A public health nurse visited the home on August 11th, August 13th and August 23rd. The child was seen by a medical provider on August 19th. None of these providers reported concerns. On August 20th, an OCFS caseworker called Newbert to check in with her; Newbert reported she felt things were going well at that time. The child died on August 29th.

The log went on to say that there is no documentation of a call or other contact from Newbert or any member of her family after August 20th, until Farwell says Newbert was interviewed by the Department after Sylus’ death on August 29th.

Farwell says the documents show Newbert did not mention a request for a home visit during that interview, nor did she report that she had attempted to contact the Department with no response.
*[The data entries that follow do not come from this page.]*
PR #2890, opened 2024-08-26
Restore Nix devShell support

srid:
- #2547 introduced a change that broke the devShell on macOS
- Also update nixpkgs & rust-overlay so we get newer Rust compiler that is needed to compile `dioxus-cli`.

Tested using `nix develop -c cargo build -p dioxus-cli` which produces a functioning `target/debug/dx`

### DIFF
--- a/flake.lock
+++ b/flake.lock
@@ -5,44 +5,26 @@
         "nixpkgs-lib": "nixpkgs-lib"
       },
       "locked": {
-        "lastModified": 1709336216,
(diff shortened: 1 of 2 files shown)


ealmloff (approved):

jkelleyrtp:
Can you follow this PR up with a CI additional that tests nix support so we don't break it in the future?

srid:
> Can you follow this PR up with a CI additional that tests nix support so we don't break it in the future?

@jkelleyrtp Yup - https://github.com/DioxusLabs/dioxus/pull/2910

PR #2892, opened 2024-08-27
Fix static generation serve

ealmloff:
Static generation was looking for an environment variable that the CLI no longer sets when serving. This PR fixes that issue and makes dx serve just work

### DIFF
--- a/packages/cli/src/builder/fullstack.rs
+++ b/packages/cli/src/builder/fullstack.rs
@@ -98,7 +98,7 @@ impl BuildRequest {
 
     fn new_server(serve: bool, config: &DioxusCrate, build: &Build) -> Self {
         let mut build = build.clone();
-        if build.profile.is_none() {
+        if build.profile.is_none() && !build.release {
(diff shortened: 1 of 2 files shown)


srid:
`dx serve` seems to work **at first**

image

But it eventually crashes with:


image

srid:
With [0c88b39](https://github.com/DioxusLabs/dioxus/pull/2892/commits/0c88b39c765fbf3fb421a4636890c949926f0557), `dx build --release` succeeds, but the static files cannot be opened in the browser when served with a plain http-server (it just serves the file statically from `./dist`, like GitHub pages would). I get a page with title, but the body is empty; with these console errors:

image

`dx serve` on the other hand, continues to fail:

image

Even without `--release`:

image


@ealmloff Is there something I'm missing here?

ealmloff:
`dx serve` and `dx build` are kind of confusing for static site generation. Currently build is set up to build the wasm and static site generation binary, but not run it. It should be running it as well. Marking this as a draft until I get more intuitive behavior implemented

PR #2897, opened 2024-08-27
Fix partialeq implementation for coroutine

ealmloff:
Fixes #2895


marc2332:
🤦🏻‍♂️ My bad, looks like I did not test it properly and went too fast, and the CI trolled us 🙏🏻

marc2332 (approved):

Farwell says Newbert did indicate in the interview that she had kept important information regarding Melvin threatening and assaulting her from the caseworker during the investigation prior to Sylus’ death which contributed to the court-approved order at the time to take the older sibling into state custody.

Farwell says DHHS maintains their commitment to learning all they can from this death as they strive for a system that promotes the safety, stability, health and happiness of all Maine children and families.

Responding to DHHS’ claims, Newbert insists that both she and her mother called the department and left messages with a duty worker.

DHHS has faced criticism in recent years for the deaths of four children who died while in Child Protective Services. This includes Maddox Williams, whose mother Jessica Williams was sentenced to 47 years in prison for killing her 3-year-old son.

Former state senator Bill Diamond is the leader of the non-profit Walk a Mile in Their Shoes. The non-profit is comprised of more than 70 volunteers who work with law enforcement, teachers, foster parents, educators and former and current DHHS employees to figure out what the problems and solutions are within the Maine’s child welfare system.

Diamond says some of the major issues his volunteers are finding when it comes to DHHS is a lack of communication, disorganization within the system and a lack of training regarding child safety.

Once their current round of statewide listening sessions is complete, the organization will put together a report with stories from people across the state in the hopes that it will lead to legislative changes in Augusta. Senator Diamond says Walk a Mile in their Shoes will publish their findings in late fall.